Here are some further comments, in community-wiki format.   As earlier comments indicate, compact Lie groups and their maximal tori raise many questions.   For instance, the *real* case is perhaps more basic (and also more familiar to most students from their linear algebra acquaintance with orthogonal matrices, etc.).     Complexification mainly connects the subject with Lie algebra theory.    But you'd clearly prefer to avoid exceptional types and such.       

One possible approach is to rely on the most familiar examples: O(n) and SO(n).   In these cases, there is the old theorem of Dieudonne, asserting that every group element is a product of at most n "symmetries".   But since a *reflection* in this concrete setting has determinant -1, there is an extra step in passing to N(T)/T in the connected Lie group SO(n).
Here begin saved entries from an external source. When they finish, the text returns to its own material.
PR #283, opened 2020-05-17
Quests/Core: Checklist quests support - WIP

kirmmin:
Contributes towards #306 

For this to function properly, entities that are part of a Checklist Quest will need to have their database entries updated/re-dumped with the `QuestChecklistIdx` from a sniff included.

This is used in quests like the Housing Starting Quest (Exile: http://www.jabbithole.com/quests/housing-of-the-future-9160) where you have to interact with certain entities and they update the quest appropriately.

This also includes the Reputation Rewards being sent to the Player after completing a quest.

### DIFF
--- a/Source/NexusForever.WorldServer/Game/Quest/QuestObjective.cs
+++ b/Source/NexusForever.WorldServer/Game/Quest/QuestObjective.cs
@@ -1,15 +1,21 @@
 ﻿using System;
+using System.Collections.Generic;
+using System.Linq;
 using Microsoft.EntityFrameworkCore.ChangeTracking;
 using NexusForever.Database.Character;
 using NexusForever.Database.Character.Model;
 using NexusForever.Shared;
+using NexusForever.Shared.GameTable;
 using NexusForever.Shared.GameTable.Model;
 using NexusForever.WorldServer.Game.Quest.Static;
+using NLog;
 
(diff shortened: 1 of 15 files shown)


Source/NexusForever.WorldServer/Game/Quest/QuestObjective.cs
```diff
@@ -69,9 +80,55 @@ public QuestObjective(QuestInfo info, QuestObjectiveEntry entry, byte index)
...
+            if (IsChecklist() || UsesTargetGroups())
+                BuildTargets();
+
             saveMask = QuestObjectiveSaveMask.Create;
         }
 
+        /// <summary>
+        /// Builds the target ID list for this <see cref="QuestObjective"/>.
+        /// </summary>
+        private void BuildTargets()
```
Rawaho, line 92: Does this need to be built for every player objective? Could this not be cached?

kirmmin: Refactored the build to AssetManager and then the QuestObjective grabs its list if it should :)

kirmmin:
This PR needs updating with code from this commit: https://github.com/kirmmin/NexusForever/commit/d9b4c0aa8b4f8ee111d799aa2f4d646d9304f1d1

Beyond matrix theory examples, a delicate issue in relating compact Lie groups and (finite) Coxeter groups is that not all of the latter finite groups are Weyl groups coming from conventional root systems, e.g., most dihedral groups.  The classifications in Lie theory and Coxeter group theory are close but not identical.   Maybe the optimal connection is seen in the context of work by Tits, usually involving BN-pair language.       Coxeter himself was a geometer who studied especially finite and affine groups generated by reflections, but Bourbaki and Tits developed more of the Lie theoretic connection after early work of Witt while broadening the idea of "Coxeter group".

Good luck!